We had bad weather, lots of rain and I was soaking wet. Though we found shelter in a bus stop in a small village on our route, it did not provide much in keeping us from getting even wetter. And, of course, I had to use the bathroom. I learned early on that flush toilets were far and few between. So, somewhere behind the bus stop among the tall weeds I went. That night, I realized that I had gotten into some weeds that caused a rash, itching and lots of pain all over my legs, behind and feet. Needless to say, I was miserable. The next morning the rain had stopped but my misery grew. I could not even sit on the seat of my bicycle. I pleaded with the guys to stop in the next village and help me find a doctor or pharmacy. We found a doctor and I was so relieved. He gave me some topical cream and tablets for allergy and itching. I was so thankful. With that taken care of, we continued on our way. We rode about 60ks further south and soon found ourselves at a crossroads in yet another small (very small) village. It was already evening and we needed to find a place to pitch our tents. We took out the maps and checked out the area and the route we intended for the next day.

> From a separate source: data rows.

PR #6446, opened 2022-10-26
shape: Free platform-specific shaped window data.

### LINKED ISSUE #2128: Shaped windows creation and destruction

**Reported for operating system, platform:** All, All

On 2016-03-15 18:22:10 +0000, Juha Niemimäki wrote:

> There might be a couple of issues with shaped windows:
> 
> 1) SDL doesn't check the function pointers (like CreateShaper) before using ( https://hg.libsdl.org/SDL/file/9cec5fe32bca/src/video/SDL_shape.c#l38 )
> 
> 2) Cleanup: shouldn't shaper and data be cleaned during window destruction? Perhaps SDL_DestroyWindow could check for shaper existance, and when found, call a shaper destructor function?

icculus:
Fixes #2128.

Just letting this sit in a pull request so I can make sure I didn't break the build before pushing.

### DIFF
--- a/src/video/windows/SDL_windowsshape.c
+++ b/src/video/windows/SDL_windowsshape.c
@@ -36,11 +36,15 @@ Win32_CreateShaper(SDL_Window * window) {
     result->hasshape = SDL_FALSE;
     result->driverdata = (SDL_ShapeData*)SDL_malloc(sizeof(SDL_ShapeData));
     ((SDL_ShapeData*)result->driverdata)->mask_tree = NULL;
-    /* Put some driver-data here. */
     window->shaper = result;
+    /* Put some driver-data here. */
     resized_properly = Win32_ResizeWindowShape(window);
-    if (resized_properly != 0)
-            return NULL;
+    if (resized_properly != 0) {
+        SDL_free(result->driverdata);
+        SDL_free(result);
+        window->shaper = NULL;
+        return NULL;
+    }
 
     return result;
 }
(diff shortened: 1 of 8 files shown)


src/video/windows/SDL_windowsshape.c
```diff
@@ -37,10 +37,12 @@ Win32_CreateShaper(SDL_Window * window) {
     result->driverdata = (SDL_ShapeData*)SDL_malloc(sizeof(SDL_ShapeData));
     ((SDL_ShapeData*)result->driverdata)->mask_tree = NULL;
     /* Put some driver-data here. */
-    window->shaper = result;
```
sezero, line 40: Did you mean to move this before `return result;` ?

sezero: I think the following is needed, on top of existing patch: `Win32_ResizeWindowShape`
assumes a legitimate shaper pointer.
```diff
diff --git a/src/video/windows/SDL_windowsshape.c b/src/video/windows/SDL_windowsshape.c
index 24f125b..7d15f4d 100644
--- a/src/video/windows/SDL_windowsshape.c
+++ b/src/video/windows/SDL_windowsshape.c
@@ -39,2 +39,3 @@ Win32_CreateShaper(SDL_Window * window) {
     /* Put some driver-data here. */
+    window->shaper = result;
     resized_properly = Win32_ResizeWindowShape(window);
@@ -43,2 +44,3 @@ Win32_CreateShaper(SDL_Window * window) {
         SDL_free(result);
+        window->shaper = NULL;
         return NULL;
```

icculus: The caller of CreateShaper assigns the return value to window->shaper.

icculus: Oh wait, I see, you're right.

icculus: ok, forced-pushed this correction, thanks!

sezero (approved):

Issue #5610, opened 2022-05-04
Guidelines for new contributors


FtZPetruska:
Hi,

I wanted to share a few ideas I came up with to make contributions for new users more accessible.

Of course, any feedback is greatly appreciated!

## Defining a Coding Style/Format/Convention

While most source files have a modeline comment `/* vi: set ts=4 sw=4 expandtab: */`, some have an additional `sts=4` parameter in it (such as [SDL.c](https://github.com/libsdl-org/SDL/blob/2021a109272f6c4319ca104a9a9ff0533ccde430/src/SDL.c#L613)). 

Modeline seems to have several drawbacks, as far as I can tell it only works in the Vi/Vim/Neovim family. Moreover, in the past couple of years, several CVE reported about how  Arbitrary Code Execution could be achieved through modeline.

A suitable replacement would, in my opinion, be a `.clang-format` file. It would allow very flexible customization of the formatting rule and have them applied to the entire project. It is also widely supported by IDEs and text editors (Visual Studio, CLion, Emacs, Vim plugin, Visual Studio Code) and can easily be added as a git pre-commit hook. It supports C, C++ and Objective-C.

For CMake, the `cmake-format` tool provides similar features. Reading the configuration from a `.cmake-format.(yaml|json)` file placed at the top of the repository. It can easily be installed through Python's pip and integrated through pre-commit.

While one may argue this is mostly aesthetic, having well defined formatting rules would allow new users looking to contribute to quickly get started as the whole code base would be more consistent and easier to read.

Finally, the naming style can be enforced with a tool such as `clang-tidy`, which settings can be set globally through a `.clang-tidy` file. But as mentioned in #3519, this is something that may need to be saved for an SDL3 update where we can be more flexible with the function (re)naming.

## Creating a CONTRIBUTING File

[Github's community page](https://github.com/libsdl-org/SDL/community) reports that it is unable to find a `CONTRIBUTING` file. Similar to how there is a template for pull requests, this file is linked to users when they want to open a PR to ensure they follow the repository's guidelines. Typically, this file would contain:

- Steps for creating good issues or pull requests. (How to word commit messages, what to include in the issues/PR)
- Links to external documentation, mailing lists, or a code of conduct.
- What test suite to run.

[...]

PR #5578, opened 2022-04-27
CI: Make macOS universal build with CMake.

FtZPetruska:
## Description

Adds the `CMAKE_OSX_ARCHITECTURES` flag to make the macOS CI create a universal build.

PR #6448, opened 2022-10-26
Add clang-tidy support in CMake.

FtZPetruska:
## Description

This PR adds a configuration file for the `clang-tidy` linter, as well as a new CMake option to run it along build.

The "old" syntax is used for the `.clang-tidy` file to retain compatibility with older versions, I personally tested it on macOS using `clang-tidy` 15.0.3 and on Debian stable using `clang-tidy` 11.0.1.

## Existing Issue(s)

This was one of the points mentioned in #5610 

## Limitations

As of now, it is not integrated in CI as it greatly extends build durations (roughly doubled on my test machine).

Moreover, `clang-tidy`'s  warning as error mode is turned off for now as the checks introduce new warnings (this can be tweaked by setting `WarningsAsErrors` to `"*"`).

Lastly, one check that has been left out is function naming. While there is a possibility to check that functions follow a certain casing while having a prefix (e.g. `SDL_` prefix with `CamelCase` naming). This check would raise warnings when scanning internal helper functions that do not conform to the nomenclature. The only workaround would be to split the sources in CMake in different object libraries and set different `clang-tidy` commands for each which does not seem to be worth the trouble.

## Current warnings

All the checks are documented [here](https://clang.llvm.org/extra/clang-tidy/checks/list.html). Not all the checks currently generate warnings, so here's a list of the ones that do generate warnings (on my mac) along with their goal.

The current set of checks is purely based on what I felt could be relevant while skimming through the documentation, any feedback and suggestion is welcome!

<details>

<summary> Warning details </summary>

### [bugprone-assignment-in-if-condition](https://clang.llvm.org/extra/clang-tidy/checks/bugprone/assignment-in-if-condition.html)

Generated 16 warnings.

The structure is error-prone, should have no cost to move it just before the if statement.

Example:
```cpp
/* Is size supposed to be compared or assigned and tested positive ? */
if(size = GetSize()) { 
  // ...
}
```

### [bugprone-suspicious-string-compare](https://clang.llvm.org/extra/clang-tidy/checks/bugprone/suspicious-string-compare.html)

Generated 1 warning.

With functions such as `strcmp` returning 0 (false) on equality, it's preferable to be explicit about what is expected.

Example:

```cpp
/* Un-intuitively checks if the mode is neither "r" or "rb" */
if(strcmp("r", mode) && strcmp("rb", mode)) {
  return fopen(file, mode); 
}
```

### [bugprone-unused-return-value](https://clang.llvm.org/extra/clang-tidy/checks/bugprone/unused-return-value.html)/[cert-err33-c](https://clang.llvm.org/extra/clang-tidy/checks/cert/err33-c.html)

Generated 6 warnings.

Warns when the return value of a function should be checked but isn't.

`cert-err33-c` checks for a variety of libc functions while `bugprone-unused-return-value` is configurable to any function.

Example:

```cpp
int x;
scanf("%d", &x);

/* We haven't checked if scanf actually succeeded */
if (x > 0) { /*...*/ }
```

### [readability-braces-around-statements](https://clang.llvm.org/extra/clang-tidy/checks/readability/braces-around-statements.html)

Generated 216 warnings.

This one is more arguable, enforcing braces may reduce the chance for mistakes such as:

```cpp
if(x)
  foo()
  bar()
```

where `bar` gets executed unconditionally.

By setting `readability-braces-around-statements.ShortStatementLines` to 1, we allow short statements such as:
```cpp
if (foo) return bar();
```

### [readability-inconsistent-declaration-parameter-name](https://clang.llvm.org/extra/clang-tidy/checks/readability/inconsistent-declaration-parameter-name.html)

Generated 29 warnings.

Warns when the parameters in the header are named differently than in the source.

Example:

```cpp
// foo.h
int foo(int bar);

// foo.c
int foo(int foobar) { /*...*/ }
```

### [readability-non-const-parameter](https://clang.llvm.org/extra/clang-tidy/checks/readability/non-const-parameter.html)

Generated 11 warnings.

Searches for when function parameters pointers could be const. Especially useful since `misc-const-correctness` is unavailable in C.

Example:

```cpp
/* Making str const would make the API clearer */
size_t strlen(char *str) {
  /* Insert libc's strlen here */
}
```

### [readability-redundant-control-flow](https://clang.llvm.org/extra/clang-tidy/checks/readability/redundant-control-flow.html)

Generated 4 warnings.

Warn for redundant `return`/`continue` at the end of blocks.

Example:

```cpp
void foo() {
  while(bar) {
    // stuff
    continue;
  }
  return;
}
```

### [readability-redundant-declaration](https://clang.llvm.org/extra/clang-tidy/checks/readability/redundant-declaration.html)

Generated 3 warnings.

Warns when a function/variable is declared more than once.

Example:

```cpp
// foo.h
extern int foo();

// foo.c
#include "foo.h"
extern int foo();
extern int foo() { /*...*/ }
```

### [bugprone-misplaced-widening-cast](https://clang.llvm.org/extra/clang-tidy/checks/bugprone/misplaced-widening-cast.html).CheckImplicitCasts

Generated 33 warnings.

Checks for loss of precision in implicit casts, e.g.:

```cpp
long f(int x) {
    return x * 1000;
}
```

According to the documentation, this case may loss precision if `x * 1000 > INT_MAX`.

</details>


CMakeLists.txt
```diff
@@ -3111,6 +3112,15 @@ if (SDL_ASAN)
   endif()
 endif()
 
+if (SDL_CLANG_TIDY)
+    find_program(CLANG_TIDY clang-tidy REQUIRED)
```
madebr, line 3116: For SDL3, we're probably going to bump the minimum required verson to 3.16.
```suggestion
    cmake_minimum_required(VERSION 3.6)
    find_program(CLANG_TIDY clang-tidy REQUIRED)
```

FtZPetruska: I also removed the `REQUIRED` on `find_program` as it's (surprisingly) a 3.18 feature, opting to check the output variable instead.

CMakeLists.txt
```diff
@@ -3111,6 +3112,20 @@ if (SDL_ASAN)
...
+    find_program(CLANG_TIDY clang-tidy)
+
+    if(CLANG_TIDY MATCHES "CLANG_TIDY-NOTFOUND")
+        set(HAVE_CLANG_TIDY OFF)
+    else()
+        set(HAVE_CLANG_TIDY ON)
+        set(CMAKE_C_CLANG_TIDY ${CLANG_TIDY})
+        set(CMAKE_CXX_CLANG_TIDY ${CLANG_TIDY})
+        set(CMAKE_OBJC_CLANG_TIDY ${CLANG_TIDY})
+    endif()
```
madebr, line 3126: Variables ending with `-NOTFOUND` are [treated as false](https://cmake.org/cmake/help/latest/command/if.html#basic-expressions).
I also inverted the conditional (this is a personal preference)
```suggestion
    if(CLANG_TIDY)
        set(HAVE_CLANG_TIDY ON)
        set(CMAKE_C_CLANG_TIDY ${CLANG_TIDY})
        set(CMAKE_CXX_CLANG_TIDY ${CLANG_TIDY})
        set(CMAKE_OBJC_CLANG_TIDY ${CLANG_TIDY})
    else()
        set(HAVE_CLANG_TIDY OFF)
    endif()
```

.clang-tidy
```diff
@@ -0,0 +1,57 @@
...
+
+CheckOptions:
+  - key:   bugprone-assert-side-effect.AssertMacros
+    value: "SDL_assert, SDL_assert_release, SDL_assert_paranoid, SDL_assert_always, SDL_COMPILE_TIME_ASSERT"
+  - key:   bugprone-misplaced-widening-cast.CheckImplicitCasts
+    value: true
+  - key:   bugprone-not-null-terminated-result.WantToUseSafeFunctions
+    value: false # Do not recommend _s functions
+  - key:   bugprone-suspicious-string-compare.StringCompareLikeFunctions
+    value: "SDL_strcmp, SDL_strncmp, SDL_strcasecmp, SDL_strncasecmp, SDL_memcmp"
```
meyraud705, line 51: This is not needed because SDL replaces the name of these functions with their standard one when `__clang_analyzer__` is set: https://github.com/libsdl-org/SDL/blob/main/include/SDL_stdinc.h#L724

CMakeLists.txt
FtZPetruska: Switched it around, wasn't aware of the `-NOTFOUND` special case.

.clang-tidy
FtZPetruska: Thanks for pointing that out!

meyraud705:
I think more check should be enabled:
 - `google-readability-casting` to remove some useless cast
 - `bugprone-interger-division` there are several of these and I think someone should check them
 - `clang-analyzer-core.*` there is some false positive but I think it is worth it
 - `clang-analyzer-unix.Malloc` for memory leak

FtZPetruska:
Thanks for the feedback!

There seems to be a false positive with the `clang-analyzer-unix.Malloc`, but the place of the error already has comments for another static analyzer.

I also added the `objc-*` checks since it would seem relevant.

CMakeLists.txt
```diff
@@ -3127,6 +3128,20 @@ if(SDL_CCACHE)
   endif()
 endif()
 
+if (SDL_CLANG_TIDY)
+  cmake_minimum_required(VERSION 3.6)
+  find_program(CLANG_TIDY_BINARY clang-tidy)
+
+  if(CLANG_TIDY)
```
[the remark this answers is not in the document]
FtZPetruska: Good catch, I guess I missed that one.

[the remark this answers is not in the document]
madebr: No problemo.
The CMake part is looking good.
I let the review of `.clang-tidy` to others.

madebr:
- Can clang-tidy enforce braces after loops, as is being added in #6545?
- Can we add these checks to ci? Should ci break on these?

FtZPetruska:
> * Can clang-tidy enforce braces after loops, as is being added in [Cleanup add brace #6545](https://github.com/libsdl-org/SDL/pull/6545)?

It is already set with the `readability-braces-around-statements` option.

Currently there's also the `readability-braces-around-statements.ShortStatementLines` option set to 1, allowing very short if statements such as:
```cpp
if (x) return y;
```
It can be removed if needed.

>     * Can we add these checks to ci? Should ci break on these?

There are several ways to go about it:
- Either we systematically treat warnings as error in .clang-tidy by setting `WarningsAsErrors` to `"*"`
- Or we only turn on warnings as error when `SDL_WERROR` is turned on:

```cmake
if (SDL_CLANG_TIDY)
  cmake_minimum_required(VERSION 3.6)
  find_program(CLANG_TIDY_BINARY clang-tidy)

  set(CLANG_TIDY_COMMAND "${CLANG_TIDY_BINARY}")
  if(SDL_WERROR)
    list(APPEND CLANG_TIDY_COMMAND "--warnings-as-errors=\"*\"")
  endif()

  if(CLANG_TIDY_BINARY)
      set(HAVE_CLANG_TIDY ON)
      set(CMAKE_C_CLANG_TIDY ${CLANG_TIDY_COMMAND})
      set(CMAKE_CXX_CLANG_TIDY ${CLANG_TIDY_COMMAND})
      set(CMAKE_OBJC_CLANG_TIDY ${CLANG_TIDY_COMMAND})
  else()
      set(HAVE_CLANG_TIDY OFF)
  endif()
endif()
```

It is encouraged to treat such warnings as errors as they often indicate logic errors.

As to enabling it in CI, it can simply be turned on through CMake. GitHub's default runners ship with it installed but for other platforms/compilers such as watcom compiler or Homebrew platforms it is most likely not compatible.

slouken:
> Currently there's also the `readability-braces-around-statements.ShortStatementLines` option set to 1, allowing very short if statements such as:
> 
> ```c++
> if (x) return y;
> ```
> 
> It can be removed if needed.

Yes, we should remove this.

slouken:
We can turn this on and enable errors in SDL 3.0. We're about to switch over and I want to avoid big churn in the codebase before that happens.

FtZPetruska:
> > Currently there's also the `readability-braces-around-statements.ShortStatementLines` option set to 1, allowing very short if statements such as:
> > ```c++
> > if (x) return y;
> > ```
> > 
> > 
> >     
> >       
> >     
> > 
> >       
> >     
> > 
> >     
> >   
> > It can be removed if needed.
> 
> Yes, we should remove this.

Removed in b65bbb6



> We can turn this on and enable errors in SDL 3.0. We're about to switch over and I want to avoid big churn in the codebase before that happens.

Turned it on in q5e25259 for:
- Linux
- macOS
- Windows (MSVC)
- Windows (ClangCL)
- Android

It seems to run successfully. Warning as error can turned on later through `.clang-tidy` or CMake.

FtZPetruska:
Made it so Clang-Tidy's warnings as errors is set based off `SDL_WERROR`:
```cmake
set(CLANG_TIDY_COMMAND "${CLANG_TIDY_BINARY}" "-extra-arg=-Wno-unknown-warning-option")
if(SDL_WERROR)
  list(APPEND CLANG_TIDY_COMMAND "--warnings-as-errors=*")
endif()
set(CMAKE_C_CLANG_TIDY ${CLANG_TIDY_COMMAND})
set(CMAKE_CXX_CLANG_TIDY ${CLANG_TIDY_COMMAND})
set(CMAKE_OBJC_CLANG_TIDY ${CLANG_TIDY_COMMAND})
```

The `-Wno-unknown-warning-option` is there so if you use a compiler such as GCC with warnings unknown to Clang-Tidy it does not error out.

slouken:
Can you create a separate PR that fixes issues causing CI failure here? I'd like to merge that to SDL2, but not this PR.

FtZPetruska:
> Can you create a separate PR that fixes issues causing CI failure here? I'd like to merge that to SDL2, but not this PR.

Just to make sure I'm getting this right. The PR should be targeting the `SDL2` branch with:
- Only the fixes ?
- Should it include the `.clang-tidy` file with an adapted CMake/CI support ?
- What about the warnings in 3rd party code ? As mentioned in #6594, 3rd-party code can be isolated from clang-tidy with some CMake changes.

slouken:
> Just to make sure I'm getting this right. The PR should be targeting the `SDL2` branch with:
> 
> * Only the fixes ?
> * Should it include the `.clang-tidy` file with an adapted CMake/CI support ?
> * What about the warnings in 3rd party code ? As mentioned in [Code style: third party code #6594](https://github.com/libsdl-org/SDL/issues/6594), 3rd-party code can be isolated from clang-tidy with some CMake changes.

The PR should target the main branch with only the fixes, and no changes to third party code. I'll hand merge it to SDL2, to reduce potential merge conflicts in the future.

The third party code should be isolated from clang-tidy, and maybe you and @madebr can coordinate on making that happen, as that needs to be done before this PR (https://github.com/libsdl-org/SDL/pull/6448) lands.

slouken:
This is the list of third party code that should be excluded from clang-tidy:
```
include/SDL_egl.h
include/SDL_hidapi.h
include/SDL_opengl.h
include/SDL_opengl_glext.h
include/SDL_opengles2_gl2.h
include/SDL_opengles2_gl2ext.h
include/SDL_opengles2_gl2platform.h
include/SDL_opengles2_khrplatform.h
src/events/imKStoUCS.*
src/hidapi/* (except for src/hidapi/SDL_hidapi.c)
src/joystick/controller_type.c
src/joystick/controller_type.h
src/joystick/hidapi/steam/controller_constants.h
src/joystick/hidapi/steam/controller_structs.h
src/libm/*
src/stdlib/SDL_malloc.c
src/stdlib/SDL_qsort.c
src/stdlib/SDL_strtokr.c
src/video/arm/*
src/video/khronos/*
src/video/x11/edid-parse.c
src/video/yuv2rgb/*
```

FtZPetruska:
> This is the list of third party code that should be excluded from clang-tidy:
> 
> ```
> include/SDL_egl.h
> include/SDL_hidapi.h
> include/SDL_opengl.h
> include/SDL_opengl_glext.h
> include/SDL_opengles2_gl2.h
> include/SDL_opengles2_gl2ext.h
> include/SDL_opengles2_gl2platform.h
> include/SDL_opengles2_khrplatform.h
> src/events/imKStoUCS.*
> src/hidapi/* (except for src/hidapi/SDL_hidapi.c)
> src/joystick/controller_type.c
> src/joystick/controller_type.h
> src/joystick/hidapi/steam/controller_constants.h
> src/joystick/hidapi/steam/controller_structs.h
> src/libm/*
> src/stdlib/SDL_malloc.c
> src/stdlib/SDL_qsort.c
> src/stdlib/SDL_strtokr.c
> src/video/arm/*
> src/video/khronos/*
> src/video/x11/edid-parse.c
> src/video/yuv2rgb/*
> ```

I have a patch ready to fix warnings on Linux/macOS/Windows/Android ready, just need to rebase it on [5750bcb](https://github.com/libsdl-org/SDL/commit/5750bcb174300011b91d1de20edb288fcca70f8c).

This is shaping up to be quite a large patch affecting about 180 files. With mostly small adjustments (cast issues, missing braces, etc), and a handful of possible memory leaks.

slouken:
Now that your changes have been merged (squashed to make it easy to merge to SDL2 in a single commit), does CI succeed for this PR?

FtZPetruska:
> Now that your changes have been merged (squashed to make it easy to merge to SDL2 in a single commit), does CI succeed for this PR?

Not yet, isolating the 3rd party code in CMake is still necessary. I'll try coming up with a PR.

Moreover, it seems that the recent precompiled headers changes may interfere with clang-tidy. (E.g. cannot use clang-tidy with GCC)

src/stdlib/SDL_getenv.c
```diff
@@ -18,6 +18,11 @@
      misrepresented as being the original software.
   3. This notice may not be removed or altered from any source distribution.
 */
+
+#if defined (__clang_analyzer__) && !defined(SDL_DISABLE_ANALYZE_MACROS)
```
slouken, line 22: You can't commit this. It breaks precompiled header support. `#include "SDL_internal.h"` needs to be the first code in all source files.

slouken: Maybe you can do this with CMake source file properties? @madebr?

cmake/3rdparty.cmake
```diff
@@ -0,0 +1,124 @@
...
+      "hid.c"
+      "hid.cpp"
+      "hid.m"
+      "hidraw.cpp"
+      "hidusb.cpp"
+      "hidapi.h")
+
+  foreach(SOURCE_FILE ${3RD_PARTY_FILENAMES})
+    string(JSON IGNORED_FILE SET "{}" "name" \"${SOURCE_FILE}\")
+    string(JSON IGNORED_FILE SET "${IGNORED_FILE}" "lines" \[\[1,1\]\])
```
madebr, line 114: The use of `string(JSON)` in `3rdparty.cmake` makes this effectively 3.19+ instead of 3.6+.
See https://cmake.org/cmake/help/latest/command/string.html#json

cmake/3rdparty.cmake
```diff
@@ -0,0 +1,124 @@
...
+    list(APPEND IGNORED_LIST "${IGNORED_FILE}")
+  endforeach()
+
+  list(JOIN IGNORED_LIST "," IGNORED_FILES)
```
madebr, line 118: `list(JOIN)` is CMake 3.12+
See https://cmake.org/cmake/help/v3.12/command/list.html#join

src/stdlib/SDL_getenv.c
madebr: What :point_up: said, but use [`set_property`](https://cmake.org/cmake/help/latest/command/set_property.html#set-property) to append.
So something like:
```cmake
set_property(SOURCE
  src/stdlib/SDL_getenv.c
  src/stdlib/SDL_iconv.c
  src/stdlib/SDL_malloc.c
  src/stdlib/SDL_mslibc.c
  src/stdlib/SDL_qsort.c
  src/stdlib/stdlib.c
  src/stdlib/string.c
  src/stdlib/strtokr.c
    APPEND PROPERTY "SDL_DISABLE_ANALYZE_MACROS")
```

But this is not useful here because the macro is only needed when `__clang_analyzer__` is defined.
How about the following to construct `CLANG_TIDY_COMMAND`?
```cmake
# I leave it up to you to create nicer names :)
function(get_3rd_party_sources VAR)
    set(${VAR}
        "source1.c"
        ...
        "sourceN.c"
    PARENT_SCOPE)
endfunction()

function(get_clang_format_exceptions VAR)
    set(${VAR}
        "SDL_source1.c"
        ...
        "SDL_sourceN.c"
    PARENT_SCOPE)
endfunction()

function(construct_clang_filter_argument VAR SOURCES)
    set(res)
    foreach(src ${SOURCES})
        if(res)
            set(res "${res},")
        endif()
        set(res "${res}{\\\"name\\\":\\\"${src}\\\",\\\"lines\\\":[[1,1]]}")
    endforeach()
    set(${VAR} "[${res}]" PARENT_SCOPE)
endfunction()

get_3rd_party_sources(SOURCES_3RD_PARTY)
get_clang_format_exceptions(SOURCES_SDL_NO_FORMAT)
list(APPEND SOURCES_SDL_NO_FORMAT ${SOURCES_3RD_PARTY)

construct_clang_filter_argument(CLANG_LINE_FILTER ${SOURCES_SDL_NO_FORMAT})
set(CLANG_TIDY_COMMAND "${CLANG_TIDY_BINARY}" "-extra-arg=-Wno-unknown-warning-option" "--line-filter=${CLANG_LINE_FILTER}")
```

FtZPetruska:
Thank you for the feedback!

I've updated `3rdparty.cmake` to be two functions and no longer use `string(JSON)` and `list(JOIN)`.

Additionally, https://github.com/libsdl-org/SDL/pull/6448/commits/ea1b82789d5d05863afeea43dc175be4629f269f was reverted in favour of setting `SDL_DISABLE_ANALYZE_MACROS` in the `COMPILE_DEFINITION` property of stdlib files in CMake.

CMakeLists.txt
```diff
@@ -3055,6 +3057,29 @@ if(SDL_CCACHE)
   endif()
 endif()
 
+if (SDL_CLANG_TIDY)
```
madebr, line 3060: Everything looks good, only some final touches.
```suggestion
if(SDL_CLANG_TIDY)
```

CMakeLists.txt
```diff
@@ -3055,6 +3057,29 @@ if(SDL_CCACHE)
...
+  cmake_minimum_required(VERSION 3.6)
+  find_program(CLANG_TIDY_BINARY clang-tidy)
+
+  if(CLANG_TIDY_BINARY)
+    set(HAVE_CLANG_TIDY ON)
+    get_3rd_party_source(3RD_PARTY_SOURCES)
+    get_clang_tidy_ignored_files(CLANG_TIDY_IGNORED_FILES "${3RD_PARTY_SOURCES}")
```
madebr, line 3067: I would combine these functions into one:
```cmake
function(get_clang_tidy_ignored_files OUTVAR)
    set(sources
        "src1.c"
        ...
        "srcN.c"
    )
    # calculate json
    set(${OUTVAR} ${res} PARENT_SCOPE)
endfunction()
```
and only do the following here:
```cmake
get_clang_tidy_ignored_files(CLANG_TIDY_IGNORED_FILES)
```
The CMake variable `3RD_PARTY_SOURCES` is not used.

CMakeLists.txt
```diff
@@ -3055,6 +3057,29 @@ if(SDL_CCACHE)
...
+    set(CLANG_TIDY_COMMAND "${CLANG_TIDY_BINARY}" "-extra-arg=-Wno-unknown-warning-option" "--line-filter=[${CLANG_TIDY_IGNORED_FILES}]")
+    if(SDL_WERROR)
+      list(APPEND CLANG_TIDY_COMMAND "--warnings-as-errors=*")
+    endif()
+    set(CMAKE_C_CLANG_TIDY ${CLANG_TIDY_COMMAND})
+    set(CMAKE_CXX_CLANG_TIDY ${CLANG_TIDY_COMMAND})
+    set(CMAKE_OBJC_CLANG_TIDY ${CLANG_TIDY_COMMAND})
+    set_source_files_properties(${SOURCE_FILES} PROPERTIES SKIP_PRECOMPILE_HEADERS TRUE)
+    file(GLOB STDLIB_SOURCES "${SDL3_SOURCE_DIR}/src/stdlib/*.c")
+    set_source_files_properties(${STDLIB_SOURCES} PROPERTIES COMPILE_DEFINITIONS "SDL_DISABLE_ANALYZE_MACROS")
```
madebr, line 3077: Use 
```cmake
set_property(SOURCE ${STDLIB_SOURCES} APPEND PROPERTY COMPILE_DEFINITIONS "SDL_DISABLE_ANALYZE_MACROS")
```
`set_source_files_properties` overwrites properties that might have been set earlier.

FtZPetruska:
I finally figured out why macOS CI fails. (`error: unable to handle compilation, expected exactly one compiler job in <compiler command here>`)

Clang-Tidy cannot handle universal build, the command `clang -arch x86_64 -arch arm64 file.c` generates two compiler jobs. Should universal build be removed ?

sezero:
> Clang-Tidy cannot handle universal build, the command `clang -arch x86_64 -arch arm64 file.c` generates two compiler jobs. Should universal build be removed ?

Only because we want clang-tidy thing we will give up universal build???

slime73:
> Only because we want clang-tidy thing we will give up universal build???

I don't think the way the universal build currently operates is necessarily the best approach for universal builds on macOS. e.g. see https://github.com/libsdl-org/SDL/pull/5578#discussion_r859299458

FtZPetruska:
> > Clang-Tidy cannot handle universal build, the command `clang -arch x86_64 -arch arm64 file.c` generates two compiler jobs. Should universal build be removed ?
> 
> Only because we want clang-tidy thing we will give up universal build???

It's possible to have 2 macOS builds, one for x64 and one for arm64, which is functionally equivalent to a universal build.

There aren't a lot of differences between x86_64 and aarch64 (see https://github.com/libsdl-org/SDL/pull/5578#issuecomment-1156764757), so it may not be worth it to have two runs. Moreover, the GitHub macOS runner is not able to run arm64 programs since Rosetta 2 is only x64 -> arm64, so it would not be able to run ctest.

slime73:
> It's possible to have 2 macOS builds, one for x64 and one for arm64, which is functionally equivalent to a universal build.

I don't think it's equivalent unless you use `lipo` to fuse them into a universal binary. A single CI build should be able to build both architectures and fuse them, just like an Xcode build does.

slouken:
Can you squash this to a single commit for review?

madebr (approved):

slouken:
@madebr, any concerns with this? @FtZPetruska, if not, feel free to merge this.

So, imagine this... there we were the five of us in this grassy crossroads  intersected by dusty village roads scoping out the area when from down the long driveway of a small hut a man walked toward us. We did not pay him much attention until he started waving his arms and yelling something. We thought like other local encounters, he wanted to meet us and find out who we were and what we were doing. Of course, this was our work to talk to the locals and we intended to do that once he was upon us. We kept scoping out a place to pitch our tent and he kept walking toward us... still waving his arms and yelling. When he was closer we finally heard what he was yelling at us "I m the doctor"!   It turned out that he was the doctor who treated me earlier 60ks back. He had finished his work and drove south to visit his mother. We did make our interview with him and his mother who lived in the tiny hut. We also stayed the night with her sleeping on bright white sheets that smelled like sunshine. More incredible is that she made us a delicious breakfast the next morning of homemade donuts fried on a wood-burning kitchen stove.
I will never forgot that encounter, I am truly amazed at the simple life of those people in that region of Poland.